■ **The task**: The lines from the start of the data up to and including the one with "- Removes string toDate" should be returned exactly, and nothing else.

■ **Saved data entries**:
== Segment start ==

PR #280, opened 2015-10-07
Augments documentation

bearloga:
Documentation now informs the user that "**D**"ate is a valid column type when using `col_types` in `read_delim()`, etc.

### DIFF
--- a/R/read_delim.R
+++ b/R/read_delim.R
@@ -36,7 +36,7 @@ NULL
 #'
 #'   Alternatively, you can use a compact string representation where each
 #'   character represents one column: c = character, d = double, i = integer,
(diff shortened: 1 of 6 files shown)


hadley:
Want to add date time and time too?

bearloga:
Now also includes keys for European-style doubles, numbers, date times, and times.

hadley:
Euro doubles don't exist anymore. Would you mind removing?

bearloga:
Sure, but what about https://github.com/hadley/readr/blob/master/R/col_types.R#L102? Is that going away?

hadley:
That generates a deprecation message

bearloga:
Ah, okay. Done :)

hadley:
Thanks!

PR #1983, opened 2024-03-21
add new data transformation functions

StarfallProjects:
This PR:

- Removes string toDate
- Adds the new functions listed here: https://github.com/n8n-io/n8n/pull/8845 **except** the native JS functions, the ones marked with (**), and the ones that only return themselves (e.g. have excluded int.toFloat)

### DIFF
--- a/_yaml/data-functions.yml
+++ b/_yaml/data-functions.yml
@@ -234,11 +234,14 @@ df_number:
     returns: Boolean
     description: Converts a number to a boolean. <code>0</code> converts to <code>false</code>. All other values convert to <code>true</code>.
   - funcName: toDateTime
+    args:
+      - argName: fmt
+        optional: true
+        longName: Format
+        type: String enum
+        description: Can be <code>ms</code> (milliseconds), <code>s</code> (seconds), or <code>excel</code> (Excel 1900). Defaults to milliseconds.
     returns: Date
     description: Converts a number to a <a href="https://docs.n8n.io/code/cookbook/luxon/">Luxon date object</a>.
-  - funcName: toInt
-    returns: Integer
-    description: Convert a number to an integer by rounding up or down. <code>.5</code> and above rounds up.
 df_date:
   - funcName: beginningOf
     args:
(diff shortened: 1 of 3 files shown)


_yaml/data-functions.yml
```diff
@@ -316,6 +343,15 @@ df_date:
         options:  *df_durationUnit
     returns: Date
     description: Adds a given time period to a Date. Returns either a JavaScript Date or Luxon Date, depending on input.
+  - funcName: toDateTime
+    returns: Date
+    description: Converts a JavaScript date to a <a href="https://docs.n8n.io/code/cookbook/luxon/">Luxon date object</a>.
+  - funcName: toFloat
```
elsmr, line 349: `toFloat` and `toInt` on Date should be excluded, because `toMillis` and `toSeconds` exist on Luxon and are more clear. Or maybe toMillis and toSeconds should be mentioned here?

_yaml/data-functions.yml
```diff
@@ -212,6 +230,15 @@ df_number:
         description: How many decimal places to round to.
     returns: Number
     description: Returns the value of a number rounded to the nearest whole number, unless a decimal place is specified.
+  - funcName: toBoolean
+    returns: Boolean
+    description: Converts a number to a boolean. <code>0</code> converts to <code>false</code>. All other values convert to <code>true</code>.
+  - funcName: toDateTime
+    returns: Date
+    description: Converts a number to a <a href="https://docs.n8n.io/code/cookbook/luxon/">Luxon date object</a>.
+  - funcName: toInt
```
elsmr, line 239: Would also exclude this one because `round()`/`floor()`/`ceil()` are more clear

_yaml/data-functions.yml
```diff
@@ -212,6 +230,15 @@ df_number:
         description: How many decimal places to round to.
     returns: Number
     description: Returns the value of a number rounded to the nearest whole number, unless a decimal place is specified.
+  - funcName: toBoolean
+    returns: Boolean
+    description: Converts a number to a boolean. <code>0</code> converts to <code>false</code>. All other values convert to <code>true</code>.
+  - funcName: toDateTime
+    returns: Date
+    description: Converts a number to a <a href="https://docs.n8n.io/code/cookbook/luxon/">Luxon date object</a>.
```
elsmr, line 238: Could use some detail on the argument, from autocomplete description:

"Converts a number to a DateTime. Defaults to milliseconds. Format can be 'ms' (milliseconds), 's' (seconds) or 'excel' (Excel 1900 format)."

elsmr (approved):

PR #1996, opened 2024-04-01
DOC-787: Course Level 2 style and clarity

freakwriter:
Still finishing this up but I wanted to push a PR to get feedback on some things:

In Chapter 1:
I think people might be dropping from this course quickly because the first lessons here require you to write JS more or less from scratch with very little guidance on how to do it. I don't think we should be teaching folks how to write JS here, but I do wonder if we should just include some copy/paste-able scripts so that people don't get scared off from doing the exercises (which seem focused on getting you familiar with using the Code node). I didn't make major edits here because I wanted to get feedback on that approach--lmk what you think.

In Chapter 2:
- This section's instructions for the exercises felt vague at times, which sort of forced me to look at the solutions before I could try to build them. I reworked this a bit to set explicit steps with some guidance on how to configure them, as well as updating the exercises for current UI options. I wanted to be sure this approach felt correct.
- I updated the Date example from its previous incarnation of using Calculate and adding 5 days to using a Round Up to End of Month in the calculation instead, since 5 days could have bumped things from the end of one month into the first week of the next. However, since this was one of the few places where I made a distinct change to configuration, I figured someone more familiar with the Date & Time node should review it, since there might be an even better way to handle this. Let me know if you think a different approach should be used.

And in Chapter 5:
We have a very brief appearance from Nathan to start this out, but in starting to work through the different subsections, it was a little unclear to me where some of the requirements were coming from. I suspect we should include more conversations with Nathan at the start of each of these sections so that the requirements do make more sense (more aligned with what the first course does); I just wanted to be sure that was an okay approach before I started doing it.

I have a little work in Chapter 5 and 6 remaining so this PR is not yet complete, mainly just wanted to share it to get feedback on some of the points above so I could put finishing touches on at the same time.


freakwriter:
@StarfallProjects I've finished out the tweaks to Chapters 5 and 6 that I could make without Bart's input.

freakwriter:
In working through the quiz for course 2, I felt like there were a few questions that could use updating or that confused me:

Question 4: I believe the correct answer should now be "Split Into node" but that's not an option here:
image

Question 5: I believe the node that's listed in the question should be "Convert to File" now:
image

Question 9: Caribbean has a typo:
image

Question 11: There is no "Split In Batches" node in Workflow 2 anymore, I think this is supposed to be Loop Over Items node? (Also, none of the answer options here aligned with what I had but I'm guessing that may be my operator error):
image

Joffcom:
@freakwriter I have updated the quiz to correct the issues you found.

freakwriter:
> @freakwriter I have updated the quiz to correct the issues you found.

@Joffcom thank you!

PR #1997, opened 2024-04-02
Change search bar input text color for better visibility against background

ayatnkw:
### Motivation 
Search bar input text color is white when search bar is collapsed (default styling from the material theme) and not visible against the white background. I find this to be confusing since users are unable to see any pre-existing text within the search bar. 

CleanShot 2024-04-02 at 09 07 32
### Changes
Change the text color from white to --color-text-dark (#555555)


StarfallProjects (approved):

StarfallProjects:
Good catch!

PR #2041, opened 2024-04-15
add diagram and tidy up the doc a bit

StarfallProjects:


docs/hosting/scaling/queue-mode.md
```diff
@@ -119,7 +127,7 @@ You can view running workers and their performance metrics in n8n by select **Se
 
 When running n8n with queues, all the production workflow executions get processed by worker processes. This means that even the webhook calls get delegated to the worker processes, which might add some overhead and extra latency. However, the manual workflow executions still use the main process.
 
-Redis is used as the message broker, and the database is used to persist data, so access to both is required. Running a distributed system with this setup over SQLite isn't recommended.
+Redis acts as the message broker, and the database persists data, so access to both is required. Running a distributed system with this setup over SQLite isn't recommended.
```
Joffcom, line 130: I would maybe suggest that this setup wiht SQLite isn't supported rather than saying it isn't recommended.

docs/hosting/scaling/queue-mode.md
```diff
@@ -211,7 +219,7 @@ In a multi-main setup, there are two kinds of `main` processes:
 
 ### Leader designation
 
-In a multi-main setup, all `main` handle the leadership process transparently to users. In case the current leader becomes unavailable, e.g. because it crashed or its event loop became too busy, other followers can take over. If the previous leader becomes responsive again, it becomes a follower.
+In a multi-main setup, all `main` handle the leadership process transparently to users. In case the current leader becomes unavailable, for example because it crashed or its event loop became too busy, other followers can take over. If the previous leader becomes responsive again, it becomes a follower.
```
Joffcom, line 222: All `main` what?

docs/hosting/scaling/queue-mode.md
StarfallProjects, line 130:
```suggestion
Redis acts as the message broker, and the database persists data, so access to both is required. Running a distributed system with this setup over SQLite isn't supported.
```

docs/hosting/scaling/queue-mode.md
StarfallProjects, line 222:
```suggestion
In a multi-main setup, all main instances handle the leadership process transparently to users. In case the current leader becomes unavailable, for example because it crashed or its event loop became too busy, other followers can take over. If the previous leader becomes responsive again, it becomes a follower.
```

Joffcom (approved):

PR #2043, opened 2024-04-15
DOC 777: Add more detail for Shopify credentials

freakwriter:
Summary of changes made:

- Added suggestion to create a custom app and link to Shopify docs into **Prerequisites** section
- Added list of required fields to **Supported authentication methods** with guidance on how those fields map to Shopify's UI
- Added Related Resources links based on the credentials template
- Added a **Quirks** section with one hiccup both I and someone in the community forum ran into (the forum post was how I figured out how to solve it, so it seemed like maybe I wasn't the only one with such an issue)

One thing for review: based on the Slack thread, it did not seem like we needed full step-by-step instructions here. I was able to get the Access Token setup working very quickly with the field mappings I added to the doc. But I wasn't sure if I should have put those mappings somewhere else rather than in the Supported authentication methods section.

### DIFF
--- a/docs/integrations/builtin/credentials/shopify.md
+++ b/docs/integrations/builtin/credentials/shopify.md
@@ -15,17 +15,17 @@ You can use these credentials to authenticate the following nodes with Shopify.
 
 Create a [Shopify](https://shopify.com/){:target=_blank .external-link} account.
 
-Then [create a custom app](https://help.shopify.com/en/manual/apps/app-types/custom-apps){:target=_blank .external-link} to authenticate to. Shopify often defaults to OAuth2 token exchange, so that may be the fastest configuration for initial testing.
+Then [create a custom app](https://help.shopify.com/en/manual/apps/app-types/custom-apps){:target=_blank .external-link} to authenticate to.
 
 ## Supported authentication methods
 
 * [Access Token](https://shopify.dev/docs/apps/auth/access-token-types/admin-app-access-tokens){:target=_blank .external-link}. Requires:
     - Shop Subdomain (remove `.myshopify.com`)
-    - Access Token
-    - APP Secret Key
+    - Access Token: In Shopify UI, the **Admin API Access Token**
+    - APP Secret Key: In Shopify UI, the **API Secret Key**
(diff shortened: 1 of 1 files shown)


docs/integrations/builtin/credentials/shopify.md
```diff
@@ -15,12 +15,31 @@ You can use these credentials to authenticate the following nodes with Shopify.
...
+    - API Key
+    - Password
+    - Shop Subdomain (remove `.myshopify.com`)
 
 ## Related resources
 
 Refer to [Shopify's authentication documentation](https://shopify.dev/docs/apps/auth){:target=_blank .external-link} for more information about the service.
+
+<!-- If this is a credential-only node, add a link to the node page on n8n's website. For example: https://n8n.io/integrations/356-gmail/ -->
+This is a credential-only node. Refer to [Shopify](/integrations/builtin/app-nodes/n8n-nodes-base.shopify/) and [Shopify Trigger](/integrations/builtin/trigger-nodes/n8n-nodes-base.shopifytrigger/) to learn more. View [example Shopify workflows and related content](https://n8n.io/integrations/shopify/){:target=_blank .external-link} and [example Shopify Trigger workflows and related content](https://n8n.io/integrations/shopify-trigger/){:target=_blank .external-link} on n8n's website.
```
StarfallProjects, line 40: This isn't a credential-only node. Credential only nodes are ones where we have creds but no app or trigger node.

docs/integrations/builtin/credentials/shopify.md
```diff
@@ -15,12 +15,31 @@ You can use these credentials to authenticate the following nodes with Shopify.
...
+
+## Quirks
```
StarfallProjects, line 42: Can we give meaningful titles for any quirks? So each one would have a title the user could see and jump to easily (as opposed to a single quirks bucket)

StarfallProjects (changes requested):
Comments inline

freakwriter:
Updated per your feedback, @StarfallProjects

StarfallProjects (approved):

PR #2059, opened 2024-04-24
coda.io instead of coda.com

mariaremote:
found a broken link, and fixed it! (they have changed domain)
Thanks :)

### DIFF
--- a/docs/integrations/builtin/credentials/coda.md
+++ b/docs/integrations/builtin/credentials/coda.md
@@ -12,7 +12,7 @@ You can use these credentials to authenticate the following nodes with Coda.
 
 ## Prerequisites
 
-Create a [Coda](https://www.coda.io/) account.
+Create a [Coda](https://www.coda.io/){:target=_blank .external-link} account.
 
 ## Using Access Token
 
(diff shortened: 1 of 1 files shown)


docs/integrations/builtin/credentials/coda.md
```diff
@@ -12,7 +12,7 @@ You can use these credentials to authenticate the following nodes with Coda.
 
 ## Prerequisites
 
-Create a [Coda](https://www.coda.com/) account.
+Create a [Coda](https://www.coda.io/) account.
```
StarfallProjects, line 15:
```suggestion
Create a [Coda](https://www.coda.io/){:target=_blank .external-link} account.
```

StarfallProjects: Open external links in new tab. I realise it didn't have this before - this is something we're fixing as we see instances of it.

StarfallProjects (changes requested):
Link in new tab (see suggestion)

docs/integrations/builtin/credentials/coda.md
mariaremote: Oh yeah you are totally right! I didn't think of adding it, but will now remember for sure 😉

StarfallProjects (approved):

PR #2075, opened 2024-04-30
Add note about GitHub private access tokens

gurisko:


StarfallProjects:
@Joffcom should we update the creds modal here as well?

== Segment end ==

■ **Solution to this exercise**:
PR #280, opened 2015-10-07
Augments documentation

bearloga:
Documentation now informs the user that "**D**"ate is a valid column type when using `col_types` in `read_delim()`, etc.

### DIFF
--- a/R/read_delim.R
+++ b/R/read_delim.R
@@ -36,7 +36,7 @@ NULL
 #'
 #'   Alternatively, you can use a compact string representation where each
 #'   character represents one column: c = character, d = double, i = integer,
(diff shortened: 1 of 6 files shown)


hadley:
Want to add date time and time too?

bearloga:
Now also includes keys for European-style doubles, numbers, date times, and times.

hadley:
Euro doubles don't exist anymore. Would you mind removing?

bearloga:
Sure, but what about https://github.com/hadley/readr/blob/master/R/col_types.R#L102? Is that going away?

hadley:
That generates a deprecation message

bearloga:
Ah, okay. Done :)

hadley:
Thanks!

PR #1983, opened 2024-03-21
add new data transformation functions

StarfallProjects:
This PR:

- Removes string toDate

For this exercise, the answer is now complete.